Another factor that indicates that the change was sustainable is that Warner knew that the change would not be implemented successfully throughout the region if he did it alone. He knew that it was difficult to manage the whole Latin America alone. Therefore, he was open to assistance from other members of the staff who had the ability to help in the transformation.

He employed people who had the technical competence, as well as management value. This is a factor that could help in ensuring sustainable change. Further, he was aware that the process was a difficult one and one that was going to take a number of years before it was successfully implemented. He was, therefore, committed to hard work in order to make the transformation happen (Chick and Paul 120).

What Could Warner Have Done Better

Warner made the best efforts in ensuring that he successfully implemented the changes that could help the organization capitalize on the emerging opportunities owing to the improving economic situation in Latin America. He considered all the possible factors that could lead to unsuccessful implementation of change.

In ensuring that the transformation was successful, Warner put in place a number of internal and external strategies that were to be followed in the organization beyond the 1990s. He also implemented his business values that he thought would be of importance to the company. It is said that there is always a chance to do better.

Therefore, despite that fact that he did the best he could to transform the company, there are a number of things that he could probably have done better.

For instance, he would have considered the business values of other managers and regional directors in implementing his business values. This would have given them a chance to make their contribution and would probably have led to better business values that would be more beneficial.

The second thing that he should have done better is to centralize the process of making some decisions. There are decisions that are viewed to be very crucial to an organization (Helfat 112). Such decisions need experts and people who have better decision making skills since they might have negative impacts if not done correctly.

Works Cited

Carnall, Colin A. Managing Change in Organizations. Harlow: Financial Times Prentice Hall, 2007. Print.

Chick, Anne, and Paul Micklethwaite. Design for Sustainable Change: How Design and Designers Can Drive the Sustainability Agenda. Lausanne, Switzerland: Ava Publishers, 2011. Print.

Connor, Robin, and Stephen Dovers. Institutional Change for Sustainable Development. Northampton, MA: E. Elgar, 2004. Print.

Doppelt, Bob. Leading Change Toward Sustainability: A Change-Management Guide for Business, Government and Civil Society. Sheffield: Greenleaf Publishers, 2009. Print.

Helfat, Constance E. Dynamic Capabilities: Understanding Strategic Change in Organizations. Malden, MA: Blackwell Pub, 2007. Print.

Minkov, Michael, and Geert H. Hofstede. Cultural Differences in a Globalizing World. Bingley: Emerald, 2011. Print.

Nicholls, Alex. Social Entrepreneurship: New Models of Sustainable Social Change. Oxford: OUP Oxford, 2006. Print.

O’Donovan, Gabrielle. The Corporate Culture Handbook: How to Plan, Implement and Measure a Successful Culture Change Programme. Dublin: Liffey Press, 2006. Print.
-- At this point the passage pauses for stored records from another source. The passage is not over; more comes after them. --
PR #703, opened 2023-10-31
fix: Recovery only uses latest version of sphere

cdata:
This change modifies the `/v0alpha1/replicate` route to accept a `include_content` parameter. The use-case of the parameter is to facilitate a recovery via replication.

Additionally, recovery has been changed to use `/v0alpha1/replicate` instead of `/v0alpha1/fetch`. We are doing this to head-off the scaling fault where a user cannot successfully recovery if their gateway's sphere has a really long history.

The most notable consequence of this change is that a user who recovers their sphere from a gateway will not have any of the "history" of changes prior to the recovery point available on the recovery device. We'll have to reckon with this choice at some point down the road when we move to support end-user views into history.

As of this change, `v0alpha1/fetch` and `/v0alpha1/replicate` are probably redundant (with `fetch` being a subset of `replicate`), but for now I think we should leave both in place and decide how to consolidate them in a future change.


cdata:
Haven't seen this one flake before:

>    FLAKY 2/6 [   1.896s] noosphere-ns dht::node::test::test_dhtnode_bootstrap

jsantell:
> Haven't seen this one flake before:
> 
> > FLAKY 2/6 [   1.896s] noosphere-ns dht::node::test::test_dhtnode_bootstrap

I've seen this in another test, ~~didn't expect a panic~~ looks like `await_or_timeout()` function panics after 700ms of not achieving its success state. These tests were always a bit racey, could be improved here

```
--- TRY 1 STDERR:        noosphere-ns dht::node::test::test_dhtnode_bootstrap ---
thread 'dht::node::test::test_dhtnode_bootstrap' panicked at rust/noosphere-ns/src/dht/node.rs:249:42:
timed out: waiting for 4 peers
```

jsantell (approved):
Looking great :+1:

PR #719, opened 2023-11-09
chore: increase timeout on DHT node initialization

jsantell:


cdata (approved):
LGTM - a rationale would be nice in future PR descriptions.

Paton, Rob, and James McCalman. Change Management: A Guide to Effective Implementation. London: SAGE, 2007. Print.

Spitzer, Dean R. Transforming Performance Measurement: Rethinking the Way We Measure and Drive Organizational Success. New York, NY: American Management Association, 2007. Print.

Thomas, Stephen J. Successfully Managing Change in Organizations: A Users Guide. New York: Industrial Press, 2001. Print.

Vukotich, George. 10 Steps to Successful Change Management. Alexandria, VA: ASTD Press, 2011. Print.